Rhode Island has seen better days. With a massive pension crisis, a long battle between the state government and its unions, and one of the highest unemployment rates in the country, the Ocean State is struggling to recover from the worst crisis it has seen in decades. Fortunately the state is actively looking for ways to turn things around, and this week the Boston Globe is spotlighting one intriguing idea that has much to recommend it. Well aware that many students graduate with too much debt and eager to jumpstart a start-up economy within the state, the Rhode Island Student Loan Authority is debating a plan to allow recent grads who work at or create a start-up to defer their loan payments for a few years. The details have yet to be finalized and the plan still needs to be approved, but the current outline suggest that the plan will give grads two years of $100 per month loan payments as long as they work at a start-up in the state:

“That should give them a little breathing room while they try entrepreneurship,” said Charles Kelley, executive director of the student loan authority. “We are trying to mitigate brain drain, and looking at this as a way to help the Rhode Island economy.”

Kelley said he got the idea while volunteering at an entrepreneurship center at Brown University.
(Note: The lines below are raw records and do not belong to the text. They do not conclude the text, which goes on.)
PR #1267, opened 2022-07-26
[Fix] Leave allocation builder

pjamsheer:
## Feature description
 - No leave are allocating from the scheduler since the leave allocation builder was stuck on exception

## Solution description
 - Handled the exception by try catch

reference:
Screenshot 2022-07-26 at 1 41 55 PM

## Areas affected and ensured
 - `one_fm/utils.py` L#797

No

  - [x] Chrome


SalShai (approved):
LGTM

PR #6645, opened 2026-08-07
WI-001829: capture why a Work Permit was rejected, in a field a report can read

yusuffGoodie:
[WI-001829](https://one-fm.com/app/work-item/WI-001829) — structured rejection reasons on Work Permit, for both PAM and the previous company.

> **Stacked on #6644 (WI-001974)** — the automatic rejection applies the `Reject` transition that PR adds, so it needs that base.

## The two dropdowns

| Field | Options (as BA now has them) |
|---|---|
| PAM Rejection Reason | `PAM Contract`, `Gender` |
| Previous Company Rejection Reason | `Auto rejected after 3 days`, `Previous Sponsor Rejected` |

Both rejections land in the **same `Rejected` state** (the BA's decision — no new states), so `reason_of_rejection` is now hidden and does the one job of saying which kind it was. Each dropdown shows only for its own kind, and the section only on a rejected permit — the AC's "revealed dynamically only when the respective rejection event occurs".

The old free-text `reason_of_rejection` / `details_of_rejection` are **hidden, not deleted**: they hold the history on permits already rejected.

## The dialog

Rejecting from `Pending By PAM` or `Pending By Previous Company` now asks for the reason on the way out and stamps both the reason and which kind of rejection it was. The dialog reads its options **off the field itself** rather than a list kept in the client — the same approach Visa Request took in WI-001693, and for the same reason: a hardcoded list only drifts from what the field will accept on save.

## Three working days, and why the weekend is hardcoded

Silence from the previous employer past three working days is a refusal, swept daily on the same working-days cron as the other GRD reminders. It **applies the workflow** rather than writing the state — `Rejected` is a submitted state, so a `db_set` would leave a permit reading Rejected while still at docstatus 0.

The weekend (Friday/Saturday) is counted as a floor in code, with public holidays taken off the company's Holiday List on top. That is deliberate, and this is why:

> the company's `default_holiday_list` on this database is **"Default Company Holiday List 2024"** — it runs to **2024-12-31** and has **no weekly off at all**.

A count that trusted it would treat every Friday since 2025 as a working day and expire requests early. There is a current list on the site (`Default Company Holiday List`, 2025→2040, weekly off Friday) that simply is not set as the company default — **worth fixing separately**, and this code will pick its public holidays up automatically once it is.

The clock starts at `inform_previous_company_on`, which the form already stamps when the previous company status is first set; permits predating that field fall back to when they entered the state.

## Verification

`bench run-tests --module one_fm.tests.test_work_permit_rejection_reasons --skip-before-tests` — **17 passed**

- both dropdowns offer exactly the listed reasons; each shows only for its own kind of rejection; neither shows on a permit that was not rejected
- a rejection cannot be left without a reason, and both are settable after submit (Rejected is submitted)
- the free-text pair they replace is hidden
- the dialog reads its options off the field
- **Wednesday → Saturday is 2 working days, not 3** (Thu counts, Fri and Sat do not)
- **the count does not depend on the stale holiday list** — a Thursday→Friday span is 0 working days even though the list returns no holidays for 2026
- the auto-rejection writes a reason the Select accepts and marks which kind it was
- the state it sweeps can actually be rejected (i.e. #6644's transition exists), and the job is registered on the cron

## To deploy

`bench migrate` (doctype), `bench restart` (cron), `bench build --app one_fm` (dialog).

### DIFF
--- a/one_fm/grd/doctype/work_permit/work_permit.js
+++ b/one_fm/grd/doctype/work_permit/work_permit.js
@@ -325,3 +325,61 @@ var set_required_documents = function(frm) {
   }
     frm.refresh_field('documents_required');
 };
+
+// WI-001829: a rejection has to say why. Both rejecting states land in the same
+// "Rejected" state, so the reason is asked for on the way out and the state it came
+// from is recorded in reason_of_rejection - which is what decides, afterwards, which of
+// the two dropdowns the form shows.
+const REJECTION_REASON_BY_STATE = {
+	'Pending By PAM': {
+		field: 'pam_rejection_reason',
+		rejected_by: 'Rejected by PAM',
+		title: __('PAM Rejection Reason')
+	},
+	'Pending By Previous Company': {
+		field: 'previous_company_rejection_reason',
+		rejected_by: 'Rejected by previous company',
+		title: __('Previous Company Rejection Reason')
+	}
+};
+
+frappe.ui.form.on('Work Permit', {
+	before_workflow_action: function(frm) {
+		if (frm.selected_workflow_action !== 'Reject') return;
+
+		const spec = REJECTION_REASON_BY_STATE[frm.doc.workflow_state];
+		if (!spec) return;
+
+		return ask_for_rejection_reason(frm, spec);
+	}
+});
+
+function ask_for_rejection_reason(frm, spec) {
+	// The options come from the field itself rather than a list kept here, which would
+	// only drift from what the field will accept on save.
+	const df = frappe.meta.get_docfield('Work Permit', spec.field, frm.doc.name);
+	const options = (df && df.options ? df.options : '').split('\n').filter((o) => o);
+
+	return new Promise((resolve, reject) => {
+		frappe.prompt(
+			[{
+				label: spec.title,
+				fieldname: 'reason',
+				fieldtype: 'Select',
+				options: options.join('\n'),
+				reqd: 1
+			}],
+			(values) => {
+				frm.set_value(spec.field, values.reason);
+				frm.set_value('reason_of_rejection', spec.rejected_by);
+				frm.save().then(resolve).catch(reject);
+			},
+			spec.title,
+			__('Reject')
+		);
+
+		// Frappe freezes the form for the workflow action; the prompt is unusable until
+		// it is released.
+		frappe.dom.unfreeze();
+	});
+}
--- a/one_fm/grd/doctype/work_permit/work_permit.js
+++ b/one_fm/grd/doctype/work_permit/work_permit.js
@@ -372,7 +372,14 @@ function ask_for_rejection_reason(frm, spec) {
 			(values) => {
 				frm.set_value(spec.field, values.reason);
 				frm.set_value('reason_of_rejection', spec.rejected_by);
-				frm.save().then(resolve).catch(reject);
+				// The reason has to be in the database before the action runs:
+				// apply_workflow() reloads the document server-side and throws away
+				// whatever the form was holding. Saving a document with nothing to save
+				// only shows "No changes in document" and never calls back, which would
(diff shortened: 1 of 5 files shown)


yusuffGoodie:
## Fixed a real bug this PR introduced — found while testing #6644

Rejecting a Local Transfer from `Pending By Previous Company` threw:

> **First, You Need to set the reason of Rejection Mentioned in PAM Website**
> Mandatory fields required in Work Permit form: **Reason Of Rejection**, **Details of Rejection**

…with no fields on screen to fill. To answer the question directly: **no, they are not hidden fields that get filled automatically — they were unfillable.**

### Why

`check_required_document_for_workflow` demands that pair whenever a Local Transfer reaches `Rejected`. It is pre-existing code, and #6644 simply opened a new door into it — but on **this** branch both fields are `hidden: 1`, because they are exactly the free-text pair the two rejection Selects replace. So the rejection could neither pass the check nor be filled in to satisfy it.

It is no better on the base branch: there they are visible, but only via `depends_on: workflow_state == "Rejected"` — the very state the check prevents reaching. Unfillable either way, which is the chicken-and-egg you hit.

### The fix

That check no longer asks for them. It still updates the Transfer Paper's child row, which is the rest of what that branch does. The reason is **still required**: the two Selects carry `mandatory_depends_on` tied to which kind of rejection it was, and the Reject dialog asks for it on the way out.

Verified on **WP-2026-00367**:

| | result |
|---|---|
| Reject with the dialog's values | → `Rejected`, reason stored as `Previous Sponsor Rejected` |
| The 3-working-day sweep | → `Rejected`, reason `Auto rejected after 3 days`, **0 error logs** |

That second row matters: the auto-rejection was hitting the same check and failing silently into the Error Log.

**Mutation-checked** — putting the pair back fails both new tests. `bench run-tests --module one_fm.tests.test_work_permit_rejection_reasons --skip-before-tests` — **19 passed**.

#6646 and #6647 have been rebased onto this so the whole stack carries the fix.

### One thing left open for you

A reject through the **API** (not the form) can still reach `Rejected` with no reason at all, because `mandatory_depends_on` only fires once `reason_of_rejection` names a kind. I did not force it globally on purpose: `Pending By Supervisor --Reject--> Rejected` is a pre-existing path with **no** dialog and no reason field of its own, and demanding one there would break it. If a supervisor rejection should also capture a reason, that is a new AC — say so and I will add it to the dialog and enforce it server-side for every path.

yusuffGoodie:
Follow-up from testing AC2 (reject at **Pending By PAM**, reason *PAM Contract*): the rejection could not leave the state at all. Two separate causes, both fixed in `2884de32c`.

**1. It demanded a payment invoice.** `validate_workflow_state_fields` requires `attach_invoice` and `new_work_permit_expiry_date` on *every* save made while the document sits in `Pending By PAM` — it cannot tell an Accept from a Reject. Nothing is paid on a rejection, so the reject dialog's save was blocked by a document that does not exist. The demand now applies only when there is no PAM rejection reason, which is exactly what the two Accept transitions look like.

**2. The retry then hung silently.** The dialog called `frm.save()` unconditionally. A save with nothing to save only shows a "No changes in document" alert and never calls back — so on the second attempt, where the reason was already stored from the first, the promise never settled and the action never ran. No transition, no error. It now saves only when the form is dirty.

The reason does have to reach the database before the action: `frappe.model.workflow.apply_workflow` calls `doc.load_from_db()` and discards whatever the form was holding, so the values cannot ride along with the action itself.

Verified on WP-2026-00372 with no invoice attached: the reason saves, `Reject` applies, and a plain save (no reason, i.e. heading for approval) is still blocked on the invoice. One new test, mutation-checked; 20 pass. #6646 and #6647 rebased on top.

NoBoneZ (approved):

PR #6646, opened 2026-08-07
WI-001827: make PAM's rejection a single step

yusuffGoodie:
[WI-001827](https://one-fm.com/app/work-item/WI-001827) — the PAM approval branch for an Overseas Work Permit.

> **Stacked on #6645 (WI-001829)** → #6644 (WI-001974) → `staging`.

## What lands

`Pending By PAM --Reject--> Rejected`, in one step. It used to park in **"Reason of Rejection"** and need a second click to become Rejected — a state a permit could be forgotten in, which told the reader nothing the reason field does not.

Per the BA, **"Rejected by PAM" is the existing `Rejected` state**, with the reason recorded in the dropdown #6645 adds — which is what the retired state existed to capture, in free text.

**BA's export carries this transition twice.** Applied once: two identical Reject buttons on one state is a UI bug waiting to happen.

## Nothing is stranded

Retiring the intermediate state leaves it with no transitions, so the patch moves what is in it onto `Rejected` **before** applying the workflow — there is never a moment where a permit holds a state with no way out. Two permits are in it on production (`WP-2023-00606`, `WP-2024-00420`), both rejections halfway through the old two-step flow.

The state stays *defined* so anything that somehow still holds it can be read. The patch refuses to finish if a permit is left there, if the state still routes anywhere, or if the new transition did not apply — `create_workflow` logs failures instead of raising, so it cannot be taken on trust.

## One AC I did not implement — needs your call

> **AC-1:** *Given an Overseas Work Permit in Pending PAM Approval, when PAM approves, then the application goes to Ready for Payment.*

BA's workflow does not do this. `Pending By PAM --Accept--> Pending  For Payment` is conditioned on **`doc.work_permit_type == "Local Transfer"`**, so an **Overseas** permit approved by PAM goes to `Completed` instead, exactly as it does today.

I left it alone rather than guess, because changing it is not a one-liner:

- adding Overseas to the payment branch means also **excluding** it from the unconditional `Accept --> Completed`, or the state offers two Accept buttons and which one wins is down to transition order
- that unconditional Accept is shared by every other type (both renewals, New Kuwaiti, Cancellation), so editing it reaches well beyond this work item

**Does an Overseas permit go through payment after PAM approval, like a Local Transfer?** If yes, I will condition both branches explicitly and add the pair of tests; it is a small change once the answer is known.

## Verification

`bench run-tests --module one_fm.tests.test_work_permit_workflow --skip-before-tests` — **11 passed** (6 from #6644 + 5), against both the fixture and the applied workflow

- PAM rejects straight to Rejected; the two-step route is gone from both
- the Reject action is offered exactly once
- no permit is left in the retired state
- a rejected permit can still say why (the #6645 dropdown is wired to the same discriminator)

Patch run on the bench: it moved the stranded permits and the verification passed.

## To deploy

`bench migrate`.


yusuffGoodie:
Adds the part of WI-001827 that was missing: **the Assignment Rules**. The work item links to three for Work Permit and none of them existed on this instance — only the unrelated `Work Permit Completion - GR Operator`.

| rule | assigned while | Process Task |
|---|---|---|
| `Work Permit-PRO` | Apply Online by PRO | Assigning PRO in Work Permit |
| `Work Permit - GRD Supervisor` | Pending By Supervisor, Pending  For Payment | Assigning GRD Supervisor in W |
| `Work Permit - GR Operator` | Apply Online by PRO, Pending By PAM, Pending By Previous Company, Pending By Operator | Set new Work Permit Expiry Date and mark as completed. |

Rule type is **Based on Process Task**, so the assignee comes from the task's employee — an unlinked rule assigns nobody. The patch creates each task (reusing one that already matches rather than inserting a second copy) and verifies afterwards, since `create_assignment_rule` logs failures instead of raising.

**Two departures from the export, both because it does not work as written:**

1. `Work Permit - GRD Supervisor` tests `doc.workflow_state`. `assign_condition` is evaluated as `frappe.safe_eval(condition, None, doc_dict)` — the document's own fields are the locals, so `doc` is not a name that exists. Verified against a real Work Permit: `NameError: name 'doc' is not defined`, which `AssignmentRule.safe_eval` swallows into a "Auto assignment failed" msgprint. The rule would never have fired and every save would have shown that message.

2. The export spells the payment state `"Pending For Payment"`; the workflow state is `"Pending  For Payment"` — **two spaces**. As written the supervisor is never assigned while a transfer waits for payment. Both spellings are in the condition so it works either way.

**Workflow:** the fixture on this branch already matched BA's export exactly, states and transitions, with one exception — BA carries `Pending By PAM --Reject--> Rejected` twice. That row is now duplicated here too. The two are identical, so `apply_workflow`'s last-match-wins picks the same transition and `add_dropdown_item` drops the repeat because it keys on the label.

Applied on this instance and re-run to confirm idempotency (no duplicate tasks). 8 new tests + 11 workflow tests, mutation-checked — restoring BA's verbatim `doc.workflow_state` fails the suite with the NameError.

yusuffGoodie:
Correction to my previous comment — I initially fixed the two broken conditions; I've reverted to **the export verbatim** per your standing instruction, with the defects pinned by tests instead. The rules are now byte-identical to the BA site.

Adds the part of WI-001827 that was missing: **the Assignment Rules**. The work item links to three for Work Permit and none existed on this instance — only the unrelated `Work Permit Completion - GR Operator`.

| rule | Process Task created | assignee |
|---|---|---|
| `Work Permit-PRO` | Assigning PRO in Work Permit | HR-EMP-00114 |
| `Work Permit - GRD Supervisor` | Assigning GRD Supervisor in W | HR-EMP-00775 |
| `Work Permit - GR Operator` | Set new Work Permit Expiry Date and mark as completed. | HR-EMP-00114 |

Rule type is **Based on Process Task**, so the assignee comes from the task's employee — an unlinked rule assigns nobody. The patch reuses a matching task rather than inserting a second copy (re-ran it to confirm: still 4 tasks), and verifies afterwards since `create_assignment_rule` logs failures instead of raising.

### Two defects in the export, shipped as given

**1. `Work Permit - GRD Supervisor` cannot evaluate.** It tests `doc.workflow_state`, but `assign_condition` is evaluated as `frappe.safe_eval(condition, None, doc.as_dict())` — the document's own fields are the locals, so `doc` is not a name in scope. Verified: `NameError: name 'doc' is not defined`, which `AssignmentRule.safe_eval` swallows into an "Auto assignment failed" msgprint. **The rule never assigns anyone, and every Work Permit save shows that message.** Dropping the `doc.` prefix is the entire fix.

**2. No rule matches the payment state.** The conditions spell it `"Pending For Payment"`; the workflow state is `"Pending  For Payment"` — **two spaces**. Nobody is assigned while a transfer waits for payment. Adding the space is the entire fix.

Both are recorded as named tests (`test_the_supervisor_rule_cannot_evaluate_at_all`, `test_no_rule_matches_the_payment_state`) so a correction on the BA side surfaces as a failure that says exactly what changed, rather than passing silently.

### Workflow

The fixture on this branch already matched the export exactly — 14 states, all transitions, roles and conditions — with one exception: the export carries `Pending By PAM --Reject--> Rejected` **twice**. That row is now duplicated here too. The two are identical, so `apply_workflow`'s last-match-wins picks the same transition and `add_dropdown_item` drops the repeat because it keys on the label.

9 + 11 tests, applied and verified on this instance.

yusuffGoodie:
Both defects corrected — and an **end-to-end check turned up a third** that was the actual reason nobody got assigned.

### 1. `doc.workflow_state` → `workflow_state`
`assign_condition` is evaluated as `safe_eval(condition, None, doc.as_dict())` — the document's own fields are the locals, so `doc` was never a name in scope. `NameError`, swallowed into an "Auto assignment failed" msgprint on every save.

### 2. `"Pending For Payment"` → `"Pending  For Payment"`
Two spaces, as the workflow spells it. Nothing matched the one-space form.

### 3. Hand-off states moved from `close_condition` to `unassign_condition`
This one only appeared once I saved a real permit instead of calling `apply_assign` directly. `apply()` runs `close_assignments` for **every** rule, and it closes **every** assignment on the document via `assign_to.close_all_assignments` — not just the rule's own. The operator's close list named `Pending By Supervisor` and `Pending  For Payment`, the two states the *supervisor* holds, so **the operator rule closed the supervisor's ToDo in the same save that created it.** The trace showed the ToDo created and then flipped to `Closed`.

Those states are now `unassign_condition`, which fires only for the rule that owns the assignment (`apply_unassign` checks `self.name in [d.assignment_rule for d in assignments]`). `close_condition` keeps the terminal states only. This is the idiom the existing one_fm hand-off chains already use (`bonus_request_hr_manager`, `bonus_request_finance_manager`).

### Verified by walking the chain on a real permit

| state | holder |
|---|---|
| Apply Online by PRO | `Work Permit-PRO` |
| Pending By Supervisor | `Work Permit - GRD Supervisor` |
| Pending By PAM | `Work Permit - GR Operator` |
| Pending  For Payment | `Work Permit - GRD Supervisor` |
| Pending By Operator | `Work Permit - GR Operator` |
| Completed / Rejected | nobody |

14 tests, three of which save a real permit and assert who holds it. Mutation-checked: restoring any of the three corrections fails the suite with a named failure. #6647 restacked.

**For the BA:** the export needs the same three corrections applied on the BA site, or the next export will undo this.

NoBoneZ (approved):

While there, he encountered several students who were leaving Rhode Island for high-paying jobs elsewhere so they could more easily pay off their student loans.

“If they didn’t have these student loan burdens, they might have stayed and worked with their friends in start-ups in Providence,” Kelley said.

Of course, there are serious reasons to question whether a plan like this can be effective. Most importantly, a loan deferral is not the same as a loan cancellation, and given the massive amount of debt students leave college with, a two-year delay may not be enough. Any young person with the wherewithal to start a business should (hopefully) be capable of taking stock their own long-term financial future. Starting a business is a big financial risk in the best of times, and the knowledge that you will have a massive debt burden awaiting you in a few years is likely to be enough to deter many would-be entrepreneurs from taking part in this program.

Nonetheless, the basic goals of the program—namely reducing the debt burden on recent grads and promoting new business growth—are sound, and anything that gives truly motivated entrepreneurs the space they need to take a risk on a new business is worth considering. This program may not be the solution to Rhode Island’s ills, but it’s a sign that at least it’s focusing on the right problems.

[Ball and chain image courtesy of Shutterstock]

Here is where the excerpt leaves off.